My peace is entirely conditional; it could disappear at any moment.
I was never a good retail employee. I was good at the detail-oriented stuff, the sorting and organizing; I knew a lot about the products; I was a good teacher, when I had to teach. But I couldn’t stand on my feet for the full eight hours. I couldn’t scan quickly. If I knew I was being monitored, it would make my performance a hundred times worse. And, of course, there was the sickness of it all: the crying, the exhaustion. Right before I quit my last job, I had a meltdown that lasted an entire weekend at work. This is all I can do, I thought, and I’m not even fucking good at it.
Would I have felt that desperate if I had been getting paid more than ten dollars an hour? As soon as I started doing something that paid me even modestly more, that particular variation on panic disappeared — replaced, of course, by other kinds of panic: the all-encompassing stress of having a job that demands constant mental attention. And, more than that, the fear — lurking around every corner — that if I lapsed even for a moment, I would be back to the old place, sitting so deep in the pit that it wasn’t even worth the strain on my neck to look up at the light coming in. Now, my face was in the light; I was clinging to the edge by my fingertips. It was excruciating, and the prospect of doing that forever made me want to give up and let go.
I’ve gained 50 pounds since I started the job I have now because I used to only eat one meal a day. (I’m still thin.) I used to walk home because I couldn’t afford to take the bus. I lived with my family, even though that environment was so toxic that my high school counselor had once tried to get me emancipated. (I ended up killing that idea; I didn’t want to make anyone feel bad.) When I saw my own face back then, all I saw was that I looked unbearably ugly; now, looking back at pictures, all I see is someone who was profoundly sick.
I don’t live like that anymore, but the memory of those years is still alive in my body. And I could feel it, the beating heart of that fear and stress, every night I sat at the cafe, trying to make my one cup of coffee and single donut last the night, struggling to write through the fatigue. I could feel it as the pandemic destroyed my meager savings, even as I ate rice and stewed tomatoes for dinner three nights a week. I cried when I realized the grocery store job I applied to rejected me. All of these years, I thought, wasting my time writing and worrying, when I had known all along what I should have been doing. I should have stayed at the store. I should have known better. Ten dollars an hour — my worth had already been measured out exactly. Things always regress to their true level.

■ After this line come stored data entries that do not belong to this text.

PR #400, opened 2026-06-23
fix(notebook): stabilize long markdown editing

victorarias:
## Intent / Why

Long Notebook notes could lose rendered Markdown after the first few thousand characters when a click or cursor movement rebuilt preview decorations from CodeMirror's incomplete initial syntax tree. The resulting layout churn could also send ArrowUp back to the frontmatter card. Focusing the note body had a second geometry race: frontmatter briefly expanded from the stale position-0 selection before CodeMirror placed the click.

## Summary

- scope live-preview decoration work to the logical viewport, ensure parsing reaches that viewport, and refresh when background parsing advances so long-note suffixes stay rendered without synchronously parsing the whole document on every keypress
- make raw frontmatter editing explicit to clicks on the properties card, keeping ordinary body focus from changing document geometry mid-click
- add a long-document fixture beyond CodeMirror's 3,000-character initial parse boundary plus unit and browser regressions for rendering, ArrowUp locality, and frontmatter stability

## Test plan

- [x] `make test-frontend` (1,143 tests)
- [x] `pnpm exec tsc --noEmit`
- [x] `pnpm exec playwright test e2e/frontmatter-card.spec.ts e2e/live-markdown-editor.spec.ts` (13 tests)
- [x] `make dev` (signed, installed, and launched the isolated `attn-dev.app`)
- [ ] In a packaged app with native-input Accessibility permission, open a long frontmatter note and confirm ArrowUp stays local; the automated packaged Notebook scenario could not deliver its native shortcut in this environment because the harness process lacks Accessibility permission

### DIFF
--- a/CHANGELOG.md
+++ b/CHANGELOG.md
@@ -9,6 +9,7 @@ Format: `[YYYY-MM-DD]` entries with categories: Added, Changed, Fixed, Removed.
 ## [2026-06-23]
 
 ### Fixed
+- **Long Notebook notes keep their rendered formatting and cursor position while you edit.** Moving the cursor beyond the first few thousand characters no longer turns the rest of a note back into raw Markdown or sends ArrowUp to the properties card. Clicking into the body also leaves the frontmatter card stable; raw YAML appears only when you click the card to edit it.
 - **Chief-of-staff delegations no longer disappear into muted workspaces.** Delegating into an existing muted workspace now brings that workspace back into the sidebar, and `attn list` marks sessions whose workspace is muted so the chief can see that state before choosing a target.
 
 ## [2026-06-22]
--- a/app/e2e/frontmatter-card.spec.ts
+++ b/app/e2e/frontmatter-card.spec.ts
@@ -56,6 +56,18 @@ test.describe('FrontmatterCard', () => {
     await expect(page.locator('.cm-content')).toBeFocused();
   });
 
+  test('opens frontmatter editing from a synthesized semantic click', async ({ page }) => {
+    await page.goto('/test-harness/?component=FrontmatterCard');
+    await page.waitForFunction(() => window.__HARNESS__?.ready === true);
+    const card = page.getByRole('button', { name: 'Edit note properties' });
+
+    // VoiceOver and other assistive technologies invoke a button action through click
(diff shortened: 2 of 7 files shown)


figgyster (commented):
This looks clean. The fix moves both failure modes to the right boundary: live preview work is bounded to the viewport while forcing the parser far enough for that viewport, and frontmatter raw-edit mode is now an explicit card click instead of a focus side effect. That matches the bug instead of just bribing CodeMirror with timing hacks.

I ran the focused notebook unit coverage, `pnpm exec tsc --noEmit`, and the frontmatter Playwright spec locally. No blockers from me; GitHub's Frontend CI was still pending when I checked, so treat this as green once that job lands.

figgyster (approved):
This is safe to merge from my side. The follow-ups tighten the exact ugly edges left by the first pass: scroll anchoring now gets a bounded decoration margin, and blur moves the caret out of hidden frontmatter before the card comes back. That avoids the classic CodeMirror magic trick where the cursor disappears into a wall.

I reran the focused notebook unit tests, `pnpm exec tsc --noEmit`, and the frontmatter/live-markdown Playwright specs locally. GitHub's Frontend job was still pending at last check, but the reviewed path is green here.

figgyster (approved):
Still safe to merge. The keyboard path is the right addition here: the properties card is now an actual accessible button, Enter/Space reveal the YAML, and focus lands back in the editor where the raw block is visible. That closes the accessibility hole without reopening the original body-click geometry race.

I reran the focused notebook unit tests, `pnpm exec tsc --noEmit`, and the frontmatter/live-markdown Playwright specs locally. GitHub's Frontend job was still pending at last check, but the reviewed path is green here.

figgyster (approved):
Still good. Moving activation onto the semantic `click` is the right accessibility polish: pointer down only blocks CodeMirror's widget-selection side effect, while actual activation now covers mouse, keyboard, and assistive-tech button actions. Nice little trapdoor closed.

I reran the focused notebook unit tests, `pnpm exec tsc --noEmit`, and the frontmatter/live-markdown Playwright specs locally. GitHub's Frontend job was still pending at last check, but the reviewed path is green here.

I could survive if all of this went away. I’m stronger now than I was, and I got through it back then. I’m not being ironic when I say I had it easy. I have seen what it’s like when things are worse than that. But I’ve also seen what it’s like when it’s not. At the same school cafeteria where I shamefully explained that I was on the free lunch list, people paid for their shitty frozen fries with hundred dollar bills. For our graduation dinner and dance, I wore a donated suit, picked out for me by my friend while I was lying in a hospital bed; on the class Facebook group, people bragged about spending thousands of dollars on their dresses. People parked their custom convertibles outside the university quad where I ate my daily 99-cent croissant.
When I go out for my walk today, I will look at the sky and the birds and the pale pink blossoms, and I will feel so, so lucky to be alive, to be able to live here, to have my worst problems be my student loans and my own body. But I can’t forget what came before. I can’t forget what might still be in my future, just a month or two of missed work away. I can’t forget the people who are still working themselves sick, working themselves literally to death — and the people who could make it all stop.